Fremdkapitalkosten, die der Anschaffung bzw. Herstellung eines qualifizierten Vermögenswerts direkt zurechenbar sind, sind als Bestandteil der Anschaffungs- bzw. Herstellungskosten des betreffenden Vermögenswerts zu behandeln (IAS 23.1, 23.8 f.). Im Gegensatz hierzu sieht das deutsche Handelsrecht nach § 255 Abs. 3 HGB (nur) ein Bewertungswahlrecht für die Ermittlung der Herstellungskosten vor.[887] Anzuwenden sind die Regelungen auf qualifizierte Vermögenswerte. Diese zeichnen sich dadurch aus, dass ein beträchtlicher Zeitraum (substantial period) zwischen dem Beginn der Anschaffung bzw. Herstellung und dem Erreichen des beabsichtigten verkaufsfähigen (gilt für Vorräte) oder gebrauchsfähigen (gilt für Anlagevermögen) Zustands liegt (IAS 23.5). Eine Konkretisierung, ab wann ein „beträchtlicher Zeitraum” anzunehmen ist, ist im Standard nicht vorhanden.
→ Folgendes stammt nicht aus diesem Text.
PR #4862, opened 2025-09-23
chore: begin replacement of Make and `./scripts/gear.sh` with Just

liferooter:
- Introduces `justfile` as an alternative to existing `Makefile` and `./scripts/gear.sh`.
- Implements some commonly used Make targets as Just recipes.
- Replaces usage of `./scripts/gear.sh` with usage of Just in some parts of CI.
- Inline some usages of `./scrpts/gear.sh` in CI where there's no need for abstraction into a script.

### DIFF
--- a/.github/actions/install-cargo-extensions/action.yml
+++ b/.github/actions/install-cargo-extensions/action.yml
@@ -4,4 +4,5 @@ runs:
   using: composite
   steps:
     - uses: cargo-bins/cargo-binstall@main
-    - cargo binstall cargo-hack cargo-nextest
+    - run: cargo binstall cargo-hack cargo-nextest
+      shell: bash


.github/workflows/check.yml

Nach Auslegung im Schrifttum wird dabei regelmäßig auf einen Zeitraum von mindestens 12 Monaten abgestellt.[888] Wegen der Notwendigkeit, die Zeitperiode anhand objektiver Merkmale (Art des Vermögens) zu bestimmen, können aber auch kürzere Zeiträume herangezogen werden.[889] Abzustellen ist dabei allerdings auf eine sachliche Fristbestimmung.

 

Tz. 725

In einer Negativabgrenzung sind solche Vermögenswerte nicht als qualifiziert anzusehen, wenn sich diese bereits im Erwerbszeitpunkt in ihrem beabsichtigten gebrauchs- bzw. verkaufsfähigen Zustand befinden (IAS 23.7).

 

Tz. 726

Ein Bilanzierungsmethodenwahlrecht besteht für Fremdkapitalkosten,

  • die zum beizulegenden Zeitwert bewertet werden, z. B. biologische Vermögenswerte (IAS 23.4(a)) oder
  • Fremdkapitalkosten auf Vorräte, die in großen Mengen wiederholt hergestellt werden (IAS 23.4(b)).
[887] Vgl. grundlegend Hoffmann/Lüdenbach, HGB, § 255 HGB.
[888] Vgl. PwC (Hrsg.), Manual of Accounting – IFRS 2014, 10. Aufl., London 2014, Ch. 16.94; IDW RS HFA 37 Rn. 5, WPg 2010, 80 (81).
[889] KPMG (Hrsg.), Insights into IFRS 2014/15, 10. Aufl., London 2014, Ch. 4.6.20.40: Hiernach ist bereits ein Zeitraum von mehr als sechs Monaten ausreichend.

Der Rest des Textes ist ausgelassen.